PR #8118, opened 2020-04-15
Update in resulted.php - modification of heading and it's title

a18ismca:
The heading was replaced to far left instead of being centered. Also, the title was changed to increase comprehension of the site.

Co-Authored-By: a17pioja <a17pioja@users.noreply.github.com>

### DIFF
--- a/DuggaSys/resulted.php
+++ b/DuggaSys/resulted.php
@@ -47,8 +47,8 @@ pdoConnect();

• _Activity_
Exact copies of the line containing "--- a/DuggaSys/resulted.php" and of every line after it through the end of the entries are all that should be output.

• _Exercise output_
--- a/DuggaSys/resulted.php
+++ b/DuggaSys/resulted.php
@@ -47,8 +47,8 @@ pdoConnect();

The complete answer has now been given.